Let me begin with a story, a true story — the story of my one appearance on a lecture stage with Dr. Henry Kissinger. This happened, or rather failed to happen, in the month of September, 2001.

The U.S. State Department runs a Foreign Visitors Program, under whose auspices people from various parts of the world, people distinguished in the arts or professions, are brought to the United States to meet with American counterparts from their own lines of work. I suppose the idea is that mutual understanding will be created thereby, the veil of ignorance lifted, the fetters of ancient prejudice struck off, the dogs of war silenced, and so on. Whether this result is actually attained in many cases, I cannot say. In the particular case I am going to tell you about, it never had a chance to happen.
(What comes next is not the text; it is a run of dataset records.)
PR #2265, opened 2025-07-01
fix(dbtool): fix drop column family command

mlegner:
## Description

Previously, the `walrus-node db-tool drop-column-family` command failed with the following error:
```
Error: Invalid argument: Column families not opened:
```

Apparently it is necessary to open all column families (https://github.com/rust-rocksdb/rust-rocksdb/issues/608). With this PR, we make sure to open all column families. Also, it allows passing multiple CF names to the command.

## Test plan

- [x] Manual testing.

### DIFF
--- a/crates/walrus-service/src/test_utils.rs
+++ b/crates/walrus-service/src/test_utils.rs
@@ -463,6 +463,9 @@ impl SimStorageNodeHandle {
                                     10,
                                 )));
                             } else {
+                                // TODO(WAL-912): we need to alert the test if the node is stopped
+                                // unexpectedly. Currently, node crashing may not be noticed and
+                                // the test will hang.
                                 tracing::info!("node stopped with error: {e}");
                             }
                         }
--- a/crates/walrus-simtest/tests/simtest_event_blob.rs
+++ b/crates/walrus-simtest/tests/simtest_event_blob.rs
@@ -239,6 +239,12 @@ mod tests {
 
         kill_all_storage_nodes(&node_handles).await;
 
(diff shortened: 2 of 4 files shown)


crates/walrus-service/src/node/dbtool.rs
```diff
@@ -472,11 +473,31 @@ fn count_certified_blobs(db_path: PathBuf, epoch: Epoch) -> Result<()> {
 }
 
 /// Drop a column family from the RocksDB database.
-fn drop_column_family(db_path: PathBuf, column_family_name: String) -> Result<()> {
-    let db = DB::open(&RocksdbOptions::default(), db_path)?;
+fn drop_column_families(db_path: PathBuf, column_family_names: Vec<String>) -> Result<()> {
+    let db_column_family_names = DB::list_cf(&RocksdbOptions::default(), &db_path)?;
+    let db = DB::open_cf(
```
liquid-helium, line 478: shall we ignore the` DB already open ` error, before this improvement, the `drop family` is supposed to be used on a running storage node.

As a journalist who has been writing about Chinese affairs for nearly twenty years, I am sometimes asked to participate in these functions. The usual course of events is that the State Department will call me to tell me that such-and-such a person is being brought over from China under the Foreign Visitors Program, and they think it would be a good idea for me to meet with him or her. They tell me who the person is. If the name is not familiar to me (which, I am sorry to say, is more often the case than not), they give me the visitor's curriculum vitae. If I then express interest, a date is set up, almost invariably a lunch date. I hasten to add that this is unpaid work. I do it for the opportunity to meet interesting people, and in the hope that I might get a column out of it.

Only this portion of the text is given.